[DATA FOR THE TASK Boundary: Start]

PR #11511, opened 2021-12-06
Correctly ignore invites from ignored users

### LINKED ISSUE #11506: Invites from ignored users may not be ignored
Midway down the digestive system of Synapse's sync code, we fetch all membership changes for a user across the sync period.

After 1709, `event` will be the last element in the list of events, or it'll be unset if there were no such events. They're fetched in ascending stream ordering order, so `event` will be the membership change with highest stream ordering.

https://github.com/matrix-org/synapse/blob/d26808dd854006bd26a2366c675428ce0737238c/synapse/handlers/sync.py#L1703-L1709

There are no other writes to `event`, but there is a read:

https://github.com/matrix-org/synapse/blob/d26808dd854006bd26a2366c675428ce0737238c/synapse/handlers/sync.py#L1794-L1800

I smell a bug. 

- Suppose my `membership_change_events` consists of three events in this order:
   - I'm invited to room A by someone I've ignored
   - I'm invited to room B by someone I've not ignord.
- `event` will be the invite event in room B.
- mem_change_events_by_room_id will be the dictionary `{A: [invite_A], B: [invite_B]}`.
- We start looping over the keys of this dictionary.
- When I process room A, we test `event.sender not in ignored users`
- **`event` refers `invite_B`, whose sender is not ignored. We then push invite_A down to the user.

Well this is just embarrassing. Should be an easy fix though.

DMRobertson:
Fixes #11506. Corresponding test case at matrix-org/complement#267.

### DIFF
--- a/changelog.d/11511.bugfix
+++ b/changelog.d/11511.bugfix
@@ -1,0 +1,1 @@
+Fix a long-standing bug where invites from ignored users would not be omitted from incremental syncs.
--- a/changelog.d/11511.bugfix
+++ b/changelog.d/11511.bugfix
@@ -1,1 +1,1 @@
-Fix a long-standing bug where invites from ignored users would not be omitted from incremental syncs.
+Fix a long-standing bug where invites from ignored users were included in incremental syncs.
--- a/synapse/handlers/sync.py
+++ b/synapse/handlers/sync.py
@@ -1771,6 +1771,7 @@ class SyncHandler:
 
             if not non_joins:
                 continue
+            last_non_join = non_joins[-1]
 
             # Check if we have left the room. This can either be because we were
             # joined before *or* that we since joined and then left.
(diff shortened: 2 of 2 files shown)


squahtx (approved):
LGTM!

I found the double negative in the changelog slightly hard to read.
`s/not be omitted/included/`?

DMRobertson:
Thanks, I'll reword that. Is it best to wait for the complement test to be approved before merging too?

squahtx:
> Thanks, I'll reword that. Is it best to wait for the complement test to be approved before merging too?

Probably! I guess we'd want the complement test to be included in the CI for this change.

DMRobertson:
> Probably! I guess we'd want the complement test to be included in CI for this change.

It has done, because the branch names match. see https://github.com/matrix-org/synapse/runs/4431172326?check_suite_focus=true#step:7:1048

DMRobertson:
That sytest is a known flake. I'll rerun CI.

[DATA FOR THE TASK Boundary: End]

DIRECTIONS: In the data above, start at the line that has "There are no", stop after the line that has "- Suppose my", and print every line in between exactly as it stands.

SOLUTION FOR THIS PROBLEM:
There are no other writes to `event`, but there is a read:

https://github.com/matrix-org/synapse/blob/d26808dd854006bd26a2366c675428ce0737238c/synapse/handlers/sync.py#L1794-L1800

I smell a bug. 

- Suppose my `membership_change_events` consists of three events in this order:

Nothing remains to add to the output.